Надежда на то, что Зелхат, получив вырученную от продажи ножен сумму, выкупит ее у Шаккары, не покидала девушку до последней минуты и помогала мириться с заключением в «Садке». Однако принесенное Сохи известие заставило ее взглянуть в глаза суровой действительности. Зелхату запрещен въезд в Мельсину, а посланный им человек конечно же не проявит той настойчивости, которая свойственна была старому ученому в достижении поставленной цели.
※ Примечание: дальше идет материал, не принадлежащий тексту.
PR #36220, opened 2023-11-30
Alert/Dashboard subscription: render question title as <a> tag

### LINKED ISSUE #12901: Outlook pulse/alert doesn't allow clicking question title to visit link
**Describe the bug**
Seems like (newer versions of?) Outlook doesn't support `<a>` around a `<table>`, which means that it's not possible to click the question title in a pulse/alert email to visit the question.

**Expected behavior**
Ability to click question title to visit question.

Metabase 1.34.3 and 0.35.4

qnkhuat:
fixes #12901

On some versions of Outlook clients, `<a>` around `<table>` is not supported, so you can't click on the title/table to get directed to the question URL.

The fix is to make the title clickable by wrapping it with `<a>` tag, we only fix the title here because it'll probably solve the problem for most ppl.

about layout, it's probably fine to change from `<span>` to `<a>` because the title has its own line anyway.
Visually, there is no difference.
Before:
Screenshot 2023-11-30 at 17 39 43
After:
Screenshot 2023-11-30 at 17 39 54

### DIFF
--- a/test/metabase/pulse/render_test.clj
+++ b/test/metabase/pulse/render_test.clj
@@ -198,3 +198,14 @@
             (is (= expected
                    (->> (get-in table [3 1])
                         (map #(peek (get (vec (get % 2)) tax-col))))))))))))
+
+(deftest title-should-be-an-a-tag-test
+  (testing "the title of the card should be an <a> tag so you can click on title using old outlook clients (#12901)"
+    (mt/with-temp [Card card {:name          "A Card"
+                              :dataset_query (mt/mbql-query venues {:limit 1})}]
+      (mt/with-temp-env-var-value [mb-site-url "https://mb.com"]
+        (let [rendered-card-content (:content (binding [render/*include-title* true]
+                                                (render/render-pulse-card :inline (pulse/defaulted-timezone card) card nil (qp/process-query (:dataset_query card))))
+                                              :content)]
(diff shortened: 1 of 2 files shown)


test/metabase/pulse/render_test.clj
```diff
@@ -198,3 +198,14 @@
...
                         (map #(peek (get (vec (get % 2)) tax-col))))))))))))
+
+(deftest title-should-be-an-a-tag-test
+  (testing "the title of the card should be an <a> tag so you can click on title using old outlook clients (#12901)"
+    (mt/with-temp [Card card {:name          "A Card"
+                              :dataset_query (mt/mbql-query venues {:limit 1})}]
+      (mt/with-temp-env-var-value [mb-site-url "https://mb.com"]
+        (let [rendered-card-content (:content (binding [render/*include-title* true]
+                                                (render/render-pulse-card :inline (pulse/defaulted-timezone card) card nil (qp/process-query (:dataset_query card))))
+                                              :content)]
```
calherries, line 209: You've got an extra `:content` there
```suggestion
        (let [rendered-card-content (:content (binding [render/*include-title* true]
                                                (render/render-pulse-card :inline (pulse/defaulted-timezone card) card nil (qp/process-query (:dataset_query card)))))]
```

calherries (approved):
Looks good otherwise. Agreed that it's fine that only the title is clickable

PR #36222, opened 2023-11-30
Install clojure before running clj-kondo

qnkhuat:
running `bin/kondo.sh` requires `clojure` but we didn't install it during the kondo job

job: https://github.com/metabase/metabase/actions/runs/7045318501/job/19174789904?pr=36220#step:5:8


nemanjaglumac (changes requested):
Prepare-backend composite action already includes clojure.
We should use that instead.

Btw, I'm wondering how has this even worked so far?
Why this job doesn't fail if it needs clojure that it cannot find?

nemanjaglumac (approved):

Issue #25274, opened 2022-09-06
Tables render slowly


paoliniluis:
**Describe the bug**
There seems to be an issue when rendering tables in a dashboard

**Logs**
NA

**To Reproduce**
1) new->question->orders- >sum of total, sum of tax, sum of subtotal, sum of quantity, sum of discount by product category
2) visualize and save, add to a new dashboard
3) resize the table so you can see it all together
4) refresh the dashboard, see that it will first render the first row, and then all others

**Expected behavior**
Render all together, or smoother?

**Screenshots**
![slowtable](https://user-images.githubusercontent.com/1711649/188755880-9e15acb1-aef3-46ae-a0d7-306842198400.gif)

**Information about your Metabase Installation:**
Your browser and the version: Brave latest
Your operating system: Pop 22.04
Your databases: Sample H2
Metabase version: 1.44.2
Metabase hosting environment: Docker
Metabase internal database: H2

**Severity**
Cosmetic

**Additional context**
NA

paoliniluis:
Fixed by https://github.com/metabase/metabase/pull/36226

PR #36226, opened 2023-11-30
fix dashcard table visual lag

alxnddr:
### Description

There is a visual lag on the dashcard table, it initially renders 1 row and then after about ~200ms it renders others. This is due to debounce of the `ExplicitSize` hoc which do not provide element dimensions until there is no change in them for 200ms affects the initial rendering. By changing resizeMode to `debounceLeading` we can solve this problem.

### How to verify

- Create a dashboard with a table
- Reload the page and ensure it initially renders rows for all available space in the card 

#### Before

https://github.com/metabase/metabase/assets/14301985/408a428d-ec87-4157-8915-ed29df2bc140

#### After

https://github.com/metabase/metabase/assets/14301985/29d97595-5826-4648-a062-c3ee9a0a40d7

### Checklist

- [n/a] Tests have been added/updated to cover changes in this PR

### DIFF
--- a/e2e/test/scenarios/dashboard-filters/dashboard-filters-auto-apply.cy.spec.js
+++ b/e2e/test/scenarios/dashboard-filters/dashboard-filters-auto-apply.cy.spec.js
@@ -548,11 +548,7 @@ describe(
             .should("not.be.checked");
           filterWidget().findByText("Gadget").should("be.visible");
 
-          // Card height isn't updated because we're mocking clock, this is because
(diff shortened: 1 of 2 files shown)


kdoh (approved):
Quite a noticeable improvement. 🚢

kulyk (approved):

paoliniluis:
Fixes https://github.com/metabase/metabase/issues/25274

Issue #36800, opened 2023-12-14
Support more date formats for CSV uploads


calherries:
Users want to upload dates in formats like MM/DD/YYYY and Aug 12 2023.

Currently we support [these](https://github.com/metabase/metabase/blob/266b00c715d107d1e68d3c53006841e7c84bb0f4/src/metabase/upload/parsing.clj#L32-L86) formats

tl;dr
```
-- Dates
2023-01-01

-- Datetimes
2023-01-01 00:00:00.000
2023-01-01T00:00:00.000
where minutes, seconds, and fractional seconds are optional

-- Datetimes with offsets
2023-01-01 00:00:00+00:00:00
2023-01-01T00:00:00+00:00:00
where minutes, seconds, and fractional seconds are optional, also in the offset
```

PR #37078, opened 2023-12-22
CSV uploads: support more date formats

calherries:
Pursuant towards https://github.com/metabase/metabase/issues/36800

Extends the date parser for CSV uploads to accept more formats.

This PR doesn't include formats that are ambiguous, like MM/dd/YYYY vs dd/MM/YYYY. That will be implemented separately because they take considerably more effort. The approach is being discussed [here](https://metaboat.slack.com/archives/C04S696LRUM/p1703255693104709). 

**Before:**
```
yyyy-MM-dd
```
**After:**
```
yyyy-MM-dd
MMM dd yyyy
MMM dd, yyyy
dd MMM yyyy
dd MMM, yyyy
MMMM d yyyy
MMMM d, yyyy
d MMMM yyyy
d MMMM, yyyy
```

See tests for examples


src/metabase/upload/parsing.clj
```diff
@@ -29,19 +31,56 @@
...
-    - yyyy-MM-dd"
+    - yyyy-MM-dd
+    - MMM dd yyyy
+    - MMM dd, yyyy
+    - dd MMM yyyy
+    - dd MMM, yyyy
+    - MMMM d yyyy
+    - MMMM d, yyyy
+    - d MMMM yyyy
+    - d MMMM, yyyy"
```
calherries, line 75: I decided to keep this docstring using `yyyy` instead of `uuuu` because `uuuu` is less well known and only used because we want to have strict parsing. It feels more of an implementation detail

qnkhuat (approved):
lovely

src/metabase/upload/parsing.clj
crisptrutski: I have somehow never come across the `u` family of patterns before.

The following advice (from [this SO](https://stackoverflow.com/questions/41177442/uuuu-versus-yyyy-in-datetimeformatter-formatting-pattern-codes-in-java)) makes some sense:

> If you use y you should also use G. Since G is rarely used, the correct year symbol is u, not y, otherwise a non-positive year will show incorrectly.

That said, I think this is one of those "saved by the mission critical legacy code out there" situations - in practice G can only get bumped in a world where all existing software has become obsolete 🙂

crisptrutski: Oh nevermind, I see you're only using `y` for the docstring - a nice solution! ➕

crisptrutski (approved):

PR #37091, opened 2023-12-22
docs - upload privileges

jeff-bruemmer:
Adds section on upload privileges.

Are these the correct privileges to grant? Anything else we should add?


Tony-metabase (approved):

cdeweyx (approved):
Looks good 👍

PR #37095, opened 2023-12-22
Add CopyTextInput component

shaunlebron:
Screen Shot 2024-01-02 at 2 31 26 PM

PR #37097, opened 2023-12-22
API Keys: Add auth card and manage page

shaunlebron:
Group page:
Screen Shot 2024-01-02 at 3 07 52 PM

Create:
Screen Shot 2024-01-02 at 3 07 22 PM

Read:
Screen Shot 2024-01-02 at 3 07 16 PM

Empty state:
Screen Shot 2024-01-02 at 4 35 41 PM

Update:
Screen Shot 2024-01-02 at 3 09 09 PM

Delete:
Screen Shot 2024-01-02 at 3 07 32 PM

### DIFF
--- a/e2e/snapshot-creators/default.cy.snap.js
+++ b/e2e/snapshot-creators/default.cy.snap.js
@@ -307,6 +307,10 @@ function getDefaultInstanceData() {
     instanceData.databases = databases;
   });
 
+  cy.request("/api/permissions/group").then(({ body: groups }) => {
+    instanceData.groups = groups;
+  });
+
   cy.request("/api/collection").then(({ body: collections }) => {
     instanceData.collections = collections;
 
--- a/e2e/test/scenarios/admin-2/api-keys.cy.spec.ts
+++ b/e2e/test/scenarios/admin-2/api-keys.cy.spec.ts
@@ -140,7 +140,7 @@ describe("scenarios > admin > settings > API keys", () => {
       .clear()
       .type("Different key name");
 
-    cy.findByLabelText(/Select a group/).click();
+    cy.findByLabelText(/group/).click();
     cy.findByRole("listbox").findByText("collection").click();
 
     cy.button("Save").click();
@@ -247,7 +247,7 @@ describe("scenarios > admin > settings > API keys", () => {
             "Edited Dashboard Name",
           ).then(() => {
             cy.signInAsAdmin();
-            visitDashboard(ORDERS_QUESTION_ID);
+            visitDashboard(ORDERS_DASHBOARD_ID);
             cy.findByTestId("dashboard-header").findByText(
               "Edited Dashboard Name",
             );
--- a/e2e/test/scenarios/admin-2/api-keys.cy.spec.ts
+++ b/e2e/test/scenarios/admin-2/api-keys.cy.spec.ts
@@ -188,7 +188,6 @@ describe("scenarios > admin > settings > API keys", () => {
     it("should allow creating questions and dashboards with an API key", () => {
       createApiKey("Test API Key One", ADMINISTRATORS_GROUP_ID).then(
         ({ body }) => {
-          console.log(body);
           const apiKey = body.unmasked_key;
           createQuestionForApiKey(apiKey).then(({ body }) => {
             const questionId = body.id;
--- a/e2e/test/scenarios/admin-2/api-keys.cy.spec.ts
+++ b/e2e/test/scenarios/admin-2/api-keys.cy.spec.ts
@@ -1,16 +1,9 @@
-import {
-  popover,
-  restore,
-  visitDashboard,
-  visitQuestion,
-} from "e2e/support/helpers";
-import type { ApiKey } from "metabase-types/api";
+import { restore, visitDashboard, visitQuestion } from "e2e/support/helpers";
 
 import {
   ALL_USERS_GROUP_ID,
   READONLY_GROUP_ID,
   NOSQL_GROUP_ID,
-  COLLECTION_GROUP_ID,
   ADMINISTRATORS_GROUP_ID,
   ORDERS_QUESTION_ID,
   ORDERS_DASHBOARD_ID,
@@ -21,9 +14,6 @@ import { SAMPLE_DATABASE } from "e2e/support/cypress_sample_database";
 const { PRODUCTS_ID } = SAMPLE_DATABASE;
 
 describe("scenarios > admin > settings > API keys", () => {
-  // TODO: replace intercepts below with actual requests to test backend
-  const mockRows: ApiKey[] = [];
-
   beforeEach(() => {
     cy.intercept("GET", "/api/api-key/count").as("getKeyCount");
     cy.intercept("GET", "/api/api-key").as("getKeys");
@@ -192,41 +182,6 @@ describe("scenarios > admin > settings > API keys", () => {
 
     cy.button("Done").click();
     cy.findByTestId("api-keys-table").findByText(/mb_/);
-  });
-
-  it.skip("should warn before deleting a group with API keys", () => {
-    createApiKey("Personal API Key", COLLECTION_GROUP_ID);
-
-    cy.visit("/admin/people/groups");
-    cy.wait("@getKeys");
-    cy.get(".ContentTable")
-      .contains("collection")
-      .closest("tr")
-      .should("contain", "(Includes 1 API Key")
-      .icon("ellipsis")
-      .click();
-    popover().findByText("Remove Group").click();
-    cy.get(".Modal")
-      .findByText(/move the API Keys/)
-      .click();
-    cy.url().should("match", /\/admin\/settings\/authentication\/api-keys$/);
-  });
-
-  it.skip("should show API keys when viewing Group details", () => {
-    cy.intercept("GET", "/api/api-key", req => req.reply(200, mockRows)).as(
-      "getKeys",
-    );
-    cy.visit("/admin/people/groups/3");
-    cy.wait("@getKeys");
-    cy.get(".ContentTable")
-      .findByText("Personal API Key")
-      .closest("tr")
-      .icon("link")
-      .as("apiKeysLink")
-      .realHover();
-    cy.findByRole("tooltip").should("contain", "Manage API keys");
-    cy.get("@apiKeysLink").click();
-    cy.url().should("match", /\/admin\/settings\/authentication\/api-keys$/);
   });
 
   describe("api key actions", () => {
--- a/e2e/test/scenarios/admin-2/api-keys.cy.spec.ts
+++ b/e2e/test/scenarios/admin-2/api-keys.cy.spec.ts
@@ -1,4 +1,9 @@
-import { restore, visitDashboard, visitQuestion } from "e2e/support/helpers";
+import {
+  restore,
+  visitDashboard,
+  visitQuestion,
+  createApiKey,
+} from "e2e/support/helpers";
 
 import {
   ALL_USERS_GROUP_ID,
@@ -263,13 +268,6 @@ describe("scenarios > admin > settings > API keys", () => {
     });
   });
 });
-
-const createApiKey = (name: string, group_id: number) => {
-  return cy.request("POST", "/api/api-key", {
-    name,
-    group_id,
-  });
-};
 
 const createQuestionForApiKey = (apiKey: string) => {
   cy.signOut();
--- a/e2e/test/scenarios/admin-2/api-keys.cy.spec.ts
+++ b/e2e/test/scenarios/admin-2/api-keys.cy.spec.ts
@@ -1,274 +1,192 @@
-import type { CyHttpMessages } from "cypress/types/net-stubbing";
-
 import { popover, restore } from "e2e/support/helpers";
 import type { ApiKey } from "metabase-types/api";
 
-const MOCK_ROWS: ApiKey[] = [
-  {
-    name: "Development API Key",
-    id: 1,
-    group: {
-      id: 1,
-      name: "All Users",
-    },
-    creator_id: 1,
-    masked_key: "asdfasdfa",
-    created_at: "2010 Aug 10",
-    updated_at: "2010 Aug 10",
-    updated_by: {
-      id: 10,
-      common_name: "John Doe",
-    },
-  },
-  {
-    name: "Production API Key",
-    id: 2,
-    group: {
-      id: 2,
-      name: "Administrators",
-    },
-    creator_id: 1,
-    masked_key: "asdfasdfa",
-    created_at: "2010 Aug 10",
-    updated_at: "2010 Aug 10",
-    updated_by: {
-      id: 11,
-      common_name: "Jane Doe",
-    },
-  },
-  {
-    name: "Personal API Key",
-    id: 3,
-    group: {
-      id: 3,
-      name: "collection",
-    },
-    creator_id: 1,
-    masked_key: "asdfasdfa",
-    created_at: "2010 Aug 10",
-    updated_at: "2010 Aug 10",
-    updated_by: {
-      id: 12,
-      common_name: "Jane Doe",
-    },
-  },
-];
-
-const MOCK_GROUPS = [
-  // NOTE: this is only here temporarily (remove when backend is working)
-  {
-    id: 2,
-    name: "Administrators",
-    member_count: 1,
-  },
-  {
-    id: 1,
-    name: "All Users",
-    member_count: 9,
-  },
-  {
-    id: 3,
-    name: "collection",
-    member_count: 4,
-  },
-  {
-    id: 4,
-    name: "data",
-    member_count: 2,
-  },
-  {
-    id: 6,
-    name: "nosql",
-    member_count: 1,
-  },
-  {
-    id: 5,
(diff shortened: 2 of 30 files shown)


shaunlebron:
> [!WARNING]
> <b>This pull request is not mergeable via GitHub because a downstack PR is open. Once all requirements are satisfied, merge this PR as a stack <a href="https://app.graphite.dev/github/pr/metabase/metabase/37097?utm_source=stack-comment-downstack-mergeability-warning" >on Graphite</a>.</b>

* `master`
  * **PR #37095** <a href="https://app.graphite.dev/github/pr/metabase/metabase/37095?utm_source=stack-comment-icon" target="_blank">Graphite</a> 
    * **PR #37096** <a href="https://app.graphite.dev/github/pr/metabase/metabase/37096?utm_source=stack-comment-icon" target="_blank">Graphite</a> 
      * **PR #37097** <a href="https://app.graphite.dev/github/pr/metabase/metabase/37097?utm_source=stack-comment-icon" target="_blank">Graphite</a>  👈
        * **PR #37098** <a href="https://app.graphite.dev/github/pr/metabase/metabase/37098?utm_source=stack-comment-icon" target="_blank">Graphite</a> 

This [stack of pull requests](https://stacking.dev/?utm_source=stack-comment) is managed by [Graphite](https://app.graphite.dev/github/pr/metabase/metabase/37097?utm_source=stack-comment).

frontend/src/metabase/admin/settings/components/ApiKeys/CreateApiKeyModal.tsx
```diff
@@ -0,0 +1,81 @@
...
+            <Stack spacing="md">
+              <FormTextInput
+                name="name"
+                label={t`Key name`}
+                size="sm"
+                required
+              />
+              <FormGroupWidget
+                name="group_id"
+                label={t`Select a group to inherit its permissions`}
```
jeff-bruemmer, line 61: Ryan flagged this phrasing as potentially confusing (I don't think we should use 'inheritance' here, as this is more about membership).

Maybe (as Ryan suggested):

> Which group should this key belong to?

Or we could elaborate:

```suggestion
                label={t`Which group should this key belong to? The key will have the same permissions granted to that group.`}
```

e2e/snapshot-creators/default.cy.snap.js
```diff
@@ -307,6 +307,10 @@ function getDefaultInstanceData() {
     instanceData.databases = databases;
   });
 
+  cy.request("/api/permissions/group").then(({ body: groups }) => {
+    instanceData.groups = groups;
+  });
```
iethree, line 312: we need to dump these group IDs to safely use them in our e2e tests.

frontend/src/metabase/plugins/builtin/auth/apiKeys.js
iethree, line 1: i rather dislike using plugins for OSS features, but this is the established pattern, so we won't rock the boat too much here.

rafpaf:
image

@iethree I figured I should double check with someone, is "API key deleted can't be recovered" right, or should it be something like: "The deleted API key can't be recovered"? Or maybe: "Deleted API keys can't be recovered. You'll have to create a new key." Who's the right person to check with?

e2e/test/scenarios/admin-2/api-keys.cy.spec.ts
```diff
@@ -0,0 +1,371 @@
...
+
+    cy.button("Done").click();
+    cy.findByTestId("api-keys-table").findByText(/mb_/);
+  });
+
+  describe("api key actions", () => {
+    it("should allow creating questions and dashboards with an API key", () => {
+      createApiKey("Test API Key One", ADMINISTRATORS_GROUP_ID).then(
+        ({ body }) => {
+          console.log(body);
```
rafpaf, line 191: Is `console.log` used here for debugging, and if so, is it still needed?

frontend/src/metabase/admin/settings/components/ApiKeys/CreateApiKeyModal.tsx
```diff
@@ -0,0 +1,81 @@
...
+              <FormGroupWidget
+                name="group_id"
+                label={t`Which group should this key belong to? The key will have the same permissions granted to that group.`}
+                size="sm"
+                required
+              />
+              <Text
+                my="sm"
+                size="sm"
+              >{t`We don’t version the Metabase API. We rarely change API endpoints, and almost never remove them, but if you write code that relies on the API, there’s a chance you might have to update your code in the future.`}</Text>
```
rafpaf, line 68: An almost literally nit-sized nitpick: There's a smart single quote here but normal single quotes in other strings. Does it matter?

e2e/test/scenarios/admin-2/api-keys.cy.spec.ts
```diff
@@ -0,0 +1,371 @@
...
+    cy.button("Regenerate API Key").click();
+    cy.button("Regenerate").click();
+    cy.wait("@regenerateKey");
+    cy.findByLabelText("The API key").should("include.value", "mb_");
+
+    cy.wait("@getKeys").then(({ response }) => {
+      const { created_at, updated_at } = response?.body[0];
+      // after regeneration, created_at and updated_at should be different
+      // they're too close to check via UI though
+      expect(created_at).to.not.equal(updated_at);
```
rafpaf, line 180: I'm just thinking out loud, and this might be well known but I'll mention it anyway: Cypress's `equal` method checks for strict equality, so the following test passes:

`expect(new Date("2024-01-05")).to.not.equal(new Date("2024-01-05"));`

The silliness of this is pretty vivid if you look at Cypress's output:
image

Since `created_at` and `updated_at` are strings, the `not.equal` pattern works perfectly well on line 180 above, but I think the pattern should perhaps be viewed with a bit of skepticism.

This is an alternative, but it's probably overkill:

`expect(new Date(created_at).getTime()).to.not.equal(new Date(updated_at).getTime());`

Even this has an amusing drawback: if both variables are `undefined`, the assertion will pass! `new Date(undefined).getTime()` is `NaN` and, bless JS, `NaN !== NaN`. To avoid this one could add `expect(new Date(created_at).getTime()).should('be.gt', 0)`

iethree: Good to know, but I still feel pretty good about this check since we're not dealing with objects at all in api responses.

iethree:
> @iethree I figured I should double check with someone, is "API key deleted can't be recovered" right, or should it be something like: "The deleted API key can't be recovered"? Or maybe: "Deleted API keys can't be recovered. You'll have to create a new key." Who's the right person to check with?

Good catch. I actually updated this and most of the other strings after @jeff-bruemmer 's review, but failed to update the screenshots. It currently reads: "You won't be able to recover a deleted API key. You'll have to create a new key."

frontend/src/metabase/admin/settings/components/ApiKeys/CreateApiKeyModal.tsx
iethree: I think we use a mix throughout the app. no harm in making these consistent though. 👍

frontend/src/metabase/admin/settings/components/ApiKeys/CreateApiKeyModal.tsx
```diff
@@ -0,0 +1,81 @@
...
+              <FormGroupWidget
+                name="group_id"
+                label={t`Which group should this key belong to? The key will have the same permissions granted to that group.`}
+                size="sm"
+                required
+              />
+              <Text
+                my="sm"
+                size="sm"
+              >{t`We don't version the Metabase API. We rarely change API endpoints, and almost never remove them, but if you write code that relies on the API, there's a chance you might have to update your code in the future.`}</Text>
```
rafpaf, line 68: I'm curious, will beginners find the phrase "version the Metabase API" clear enough?

frontend/src/metabase/admin/settings/components/ApiKeys/CreateApiKeyModal.tsx
```diff
@@ -0,0 +1,81 @@
...
+      >
+        <FormProvider initialValues={{}} onSubmit={handleSubmit}>
+          <Form data-testid="create-api-key-modal">
+            <Stack spacing="md">
+              <FormTextInput
+                name="name"
+                label={t`Key name`}
+                size="sm"
+                required
+              />
```
rafpaf, line 58: I'm not sure this is important, but it seemed worth mentioning, just in case. If you enter nothing in this field, the form shows the error "value must be a non-blank string." But if you enter a very, very long string, you get an error message with SQL in it, like this:

image

frontend/src/metabase/admin/settings/components/ApiKeys/CreateApiKeyModal.tsx
```diff
@@ -0,0 +1,81 @@
...
+              <FormGroupWidget
+                name="group_id"
+                label={t`Which group should this key belong to? The key will have the same permissions granted to that group.`}
+                size="sm"
+                required
+              />
```
rafpaf, line 64: If I leave this field blank, the 'Create' button becomes disabled and looks like this:

image

A few seconds later, the text changes back to 'Create' but the button is still disabled:

image

Is this expected behavior?

frontend/src/metabase/admin/settings/components/ApiKeys/CreateApiKeyModal.tsx
rafpaf: Here's another slightly unexpected bit of behavior in this modal.

If I re-use an API key name, I get this normal-looking error message:

image

However, when I blur the Key name text field, the phrase 'An error occurred' pops up:

image

rafpaf: The following issue seems like it might be a bit more serious.

If I create a key named "a" and another key named "a " (with a space), that works. But if I then delete both keys and try to create a key named "a", I get this error:

image

I think I've now put my database into a state where it is impossible to make a key named "a".

rafpaf: Another small issue relating to key names. Since non-alphanumeric characters are stripped from the key name ([here](https://github.com/metabase/metabase/blob/4d5b621879173c187d28bb58b234197d31dfbe7e/src/metabase/api/api_key.clj#L55)) to make an email address for internal use, if you make a key named `$a` and try to make a second key named `@a`, you get an error:

image

If this is a genuine problem, maybe we can append a timestamp before the '@' in the email address, in the backend?

rafpaf (approved):
This looks great! I found some little behaviors in the API Keys interface that seemed worth bringing up, but I don't know if they are blockers, so I'll leave it up to @iethree to say whether they are.

frontend/src/metabase/admin/settings/components/ApiKeys/CreateApiKeyModal.tsx
npfitz: I'd expect anyone generating API keys would have a development background and understand what the message is trying to convey.

frontend/src/metabase/admin/settings/components/ApiKeys/EditApiKeyModal.tsx
```diff
@@ -0,0 +1,184 @@
...
+                <FormGroupWidget
+                  name="group_id"
+                  label={t`Which group should this key belong to? The key will have the same permissions granted to that group.`}
+                  size="sm"
+                />
+                <FormTextInput
+                  name="masked_key"
+                  label={t`API Key`}
+                  size="sm"
+                  styles={{ input: { fontFamily: "Monaco, monospace" } }}
```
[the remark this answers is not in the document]
npfitz: That would probably work, but I think the correct way to do this with mantine is to add a monospace variant to our `Text.styled.tsx` component that applies the font family. I see `fontFamilyMonospace` is defined in our theme, but I don't see anywhere that it's actually used.

I believe in general a lot of the stuff in the `styled-components` folder is probably deprecated. @ranquild could confirm.

frontend/src/metabase/admin/settings/components/ApiKeys/ManageApiKeys.tsx
```diff
@@ -0,0 +1,169 @@
...
+
+  useEffect(() => {
+    refreshList();
+  }, [refreshList]);
+
+  const isShowingEmptyTable = !loading && !error && apiKeys?.length === 0;
+
+  return (
+    <>
+      {modal === "create" ? (
```
npfitz, line 121: I think we generally use redux state or routes to handle stuff like this, but but it's not something I'd get too hung up over

npfitz (approved):
It all looks pretty good to me. Left a few comments, mostly on things @rafpaf already mentioned, but I gave the branch a spin and it works. Super cool to see api keys in action too

frontend/src/metabase/admin/settings/components/ApiKeys/ManageApiKeys.tsx
rafpaf: nonblocking suggestion: To avoid the nested ternaries, some of this logic could be extracted into a `renderModal` function.

frontend/src/metabase/admin/settings/components/ApiKeys/ManageApiKeys.tsx
```diff
@@ -0,0 +1,169 @@
...
+    [],
+  );
+
+  const handleClose = () => setModal(null);
+
+  useEffect(() => {
+    refreshList();
+  }, [refreshList]);
+
+  const isShowingEmptyTable = !loading && !error && apiKeys?.length === 0;
```
rafpaf, line 117: I'm not yet certain why this variable is called `isShowingEmptyTable`. Why "showing"? It makes me wonder if the table can be hidden. Maybe `tableIsEmpty` or `isTableEmpty` could work well here.

frontend/src/metabase/admin/settings/components/ApiKeys/EditApiKeyModal.tsx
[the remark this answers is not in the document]
iethree:
```
import { getThemeOverrides } from "metabase/ui/theme";
const { fontFamilyMonospace } = getThemeOverrides();
```

does the trick, not sure if it makes sense to add a variant for the inputs, this is a pretty niche case.

frontend/src/metabase/admin/settings/components/ApiKeys/ManageApiKeys.unit.spec.tsx
```diff
@@ -0,0 +1,183 @@
...
+        id: 10,
+      },
+    },
+  ]);
+  renderWithProviders(<ManageApiKeys />);
+  await waitFor(async () => {
+    expect(
+      await fetchMock.calls("path:/api/api-key", { method: "GET" }),
+    ).toHaveLength(1);
+  });
```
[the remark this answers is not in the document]
iethree: there's a lint rule for this, maybe we should enable it 🤔

frontend/src/metabase/admin/settings/components/ApiKeys/CreateApiKeyModal.tsx
iethree: I think there might be a backend issue that isn't deleting users when API keys are deleted? @noahmoss (John is out this week) do you know if that is working as intended?

noahmoss: If I recall correctly, it was a conscious decision not to delete the users, since they could be the owners of existing content and we'd still want their names to display correctly on the UI.

It sounds like there are some bugs here though. We need to make sure that emails are unique, even when API Key names are the same as previously-deleted ones. 

Could you file an issue (or issues) and assign them to John for when he's back?

frontend/src/metabase/admin/settings/components/ApiKeys/EditApiKeyModal.tsx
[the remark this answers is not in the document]
npfitz: I'm happy with the middle ground 👍

frontend/src/metabase/admin/settings/components/ApiKeys/CreateApiKeyModal.tsx
iethree: I added `Yup` Schema to these forms and added initialValues, which cleans up most of this.

frontend/src/metabase/admin/settings/components/ApiKeys/ManageApiKeys.tsx
iethree: Not a fan of using global state to handle these little local modals. Extracted them into a `ApiKeysModals` component to encapsulate the modal logic instead of having nested ternaries.

frontend/src/metabase/admin/settings/components/ApiKeys/CreateApiKeyModal.tsx
iethree: I'm not too worried about the length errors (though I did add a max length to the input). what is scary is what having a 250 char key name does to the table formatting 😱

will constrain it.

Если бы Ниилит осталась в «Садке» — дело иное, но кто, во имя Богини, возьмет на себя труд разыскивать по «веселым домам» Саккарема полузнакомую девку, если даже предположить, что ее не увезут в Халисун или Мономатану, куда отправляется добрая половина проданных в Мельсине рабынь? Мысль о том, что помощи ей ждать неоткуда, повергла Ниилит в отчаяние, и потому-то слух о предстоящем походе в храм Богини Милосердной показался ей счастливым предзнаменованием, указывающим, что милость Богини не оставила ее. Другой возможности совершить побег у нее не будет, и если она не намерена стать рабыней для наслаждений, то должна действовать решительно и бесстрашно, ибо надеяться ей больше не на что и терять нечего.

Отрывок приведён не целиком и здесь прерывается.